A PIONEERING £63m project to rebuild seven Bromsgrove schools is due to take a major step forward next week.

Worcestershire County Council's cabinet should decide tomorrow which consortium has been selected to take on the massive project of demolishing and creating new schools at North Bromsgrove High, South Bromsgrove High, Parkside Middle, Meadows First, Sidemoor First, Alvechurch Middle and Crown Meadow First schools.

Currently around 200 children are taught in mobile classrooms at North Bromsgrove High alone because there are not sufficient spaces. Over the past ten years demand for places in Bromsgrove has increased by more than 18 per cent.

The old school buildings are now inadequate, some are in poor states of repair and sites too small. The new schools will be built to meet future demands of the rapidly expanding town.

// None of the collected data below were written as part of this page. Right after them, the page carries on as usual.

Issue #1732, opened 2020-04-10
Support binaryuuid out of the box


dereuromark:
As per https://github.com/cakephp/migrations/issues/331#issuecomment-610698332

Currently, this is needed:

	$table->addColumn('id', 'binary', [
		'limit' => 16,
		'default' => null,
		'null' => false,
	]);

But this should be possible/detected for primary and foreign keys:

        $this->table('uuid16_test_rows', ['id' => false, 'primary_key' => ['id']])
            ->addColumn('id', 'binaryuuid', [
                'default' => null,
                'limit' => null,
                'null' => false,
            ])
            ->addColumn('foreign_key_without_index', 'binaryuuid', [
                'default' => null,
                'limit' => null,
                'null' => true,
            ])
            ->addColumn('foreign_key_with_index', 'binaryuuid', [
                'default' => null,
                'limit' => null,
                'null' => true,
            ])
            ->create();

in sync with uuid.

PR #1734, opened 2020-04-10
Start adding binaryuuid support.

dereuromark:
First stab at https://github.com/cakephp/phinx/issues/1732

I might need some help, as I am not too familiar with the lower levels here.

### DIFF
--- a/src/Phinx/Db/Adapter/PostgresAdapter.php
+++ b/src/Phinx/Db/Adapter/PostgresAdapter.php
@@ -32,6 +32,7 @@ class PostgresAdapter extends PdoAdapter
         self::PHINX_TYPE_INET,
         self::PHINX_TYPE_MACADDR,
         self::PHINX_TYPE_INTERVAL,
+        self::PHINX_TYPE_BINARYUUID,
     ];
 
     /**
@@ -979,6 +980,8 @@ class PostgresAdapter extends PdoAdapter
                 return ['name' => 'real'];
             case static::PHINX_TYPE_DATETIME:
                 return ['name' => 'timestamp'];
+            case static::PHINX_TYPE_BINARYUUID:
+                return ['name' => 'uuid'];
             case static::PHINX_TYPE_BLOB:
             case static::PHINX_TYPE_BINARY:
                 return ['name' => 'bytea'];
--- a/src/Phinx/Db/Adapter/SQLiteAdapter.php
+++ b/src/Phinx/Db/Adapter/SQLiteAdapter.php
@@ -56,6 +56,7 @@ class SQLiteAdapter extends PdoAdapter
         self::PHINX_TYPE_TEXT => 'text',
         self::PHINX_TYPE_TIME => 'time_text',
         self::PHINX_TYPE_UUID => 'uuid_text',
+        self::PHINX_TYPE_BINARYUUID => 'binary_blob',
         self::PHINX_TYPE_TIMESTAMP => 'timestamp_text',
         self::PHINX_TYPE_VARBINARY => 'varbinary_blob',
     ];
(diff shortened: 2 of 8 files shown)


dereuromark:
This now works for MySQL already:
```
CREATE TABLE `uuid16_test_rows` (
  `id` binary(16) NOT NULL,
  `name` varchar(100) COLLATE utf8_unicode_ci NOT NULL DEFAULT '',
  `foreign_key_without_index` binary(16) DEFAULT NULL,
  `foreign_key_with_index` binary(16) DEFAULT NULL
) ENGINE=InnoDB DEFAULT CHARSET=utf8 COLLATE=utf8_unicode_ci;

ALTER TABLE `uuid16_test_rows`
  ADD KEY `foreign_key_with_index` (`foreign_key_with_index`);
COMMIT;
```

dereuromark:
Tests are green so far except SQLite

SQlite has some issues still
"General error: 1 near "`user_id`": syntax error"

uuid

> CREATE TABLE `tmp_ztable` (`id` UUID_TEXT NOT NULL, PRIMARY KEY (`id`), `user_id` INTEGER NOT NULL)

binaryuuid

> CREATE TABLE `tmp_ztable` (`id` BINARY_BLOB NOT NULL, PRIMARY KEY (`id`), `user_id` INTEGER NOT NULL)

dereuromark:
The way SQLite creates those primary keys seems to be the issue
```
CREATE TABLE tmp_ztable
( id BINARY_BLOB NOT NULL PRIMARY KEY,
  user_id INTEGER NOT NULL
);
```
would be better

but that is a different topic and not directly related to the changes here.
So all good it seems.

I tested it also with CakePHP and migrations plugin, which now works correctly for all 3 db types: https://github.com/cakephp/migrations/issues/331

src/Phinx/Db/Adapter/PostgresAdapter.php
```diff
@@ -443,6 +443,10 @@ public function getColumns($tableName)
                 $column->setPrecision($columnInfo['numeric_precision']);
             }
 
+            if ($column->getType() === static::PHINX_TYPE_BINARY && $column->getLimit() === 16) {
+                $column->setType(static::PHINX_TYPE_BINARYUUID);
+            }
```
MasterOdin, line 448: Is it possible to enter this if statement?

dereuromark: Based on your findings it might not be necessary.

MasterOdin:
For SQLServer, `binaryuuid` would probably map to the same type as `static::PHINX_TYPE_UUID`, namely `uniqueidentifier`, though like the postgresql adapter, you would not be able to do a comparison against `static::PHINX_TYPE_BINARYUUID` on saved columns in a table.

src/Phinx/Db/Adapter/PostgresAdapter.php
markstory: Binary UUIDs in postgres would use the standard `UUID` type. Not a binary column.

dereuromark: That means we could safely remove this?

othercorey: I believe so. You should always use the uuid type with postgres.

dereuromark: Done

Detailed planning applications for the state of the art designs will be submitted to Bromsgrove District Council in May and contracts signed in November.

The project could start after Christmas on North and South, each costing £20m, and Sidemoor First, which will be moved to Perryfields Road and cost £5m. All three will open in 2007.

It has been revealed the new Sidemoor First School will also be built larger than is needed to cater for the projected increase in the number of pupils when nearby land in Perryfields Road is released for development in 2010.

The future of the current Parkside Middle building, which will become vacant when the school is moved to its new site near Meadows First, is also safeguarded.

The county council announced the landmark building would be retained, although a possible future use is not known.

County council private finance initiative project manager, Peter Parkes, said: "There will be four major buildings sites in the centre of Bromsgrove creating 4,100 school places.

"These buildings will not only provide higher education standards but be used by the community.

"It will change the face of Bromsgrove," he added.

Bromsgrove Schools Private Finance Initiative is a long-term contract with a private sector operator.

The county council will pay the contractor a monthly unitary charge over 30 years. At the end the assets remain the property of the council.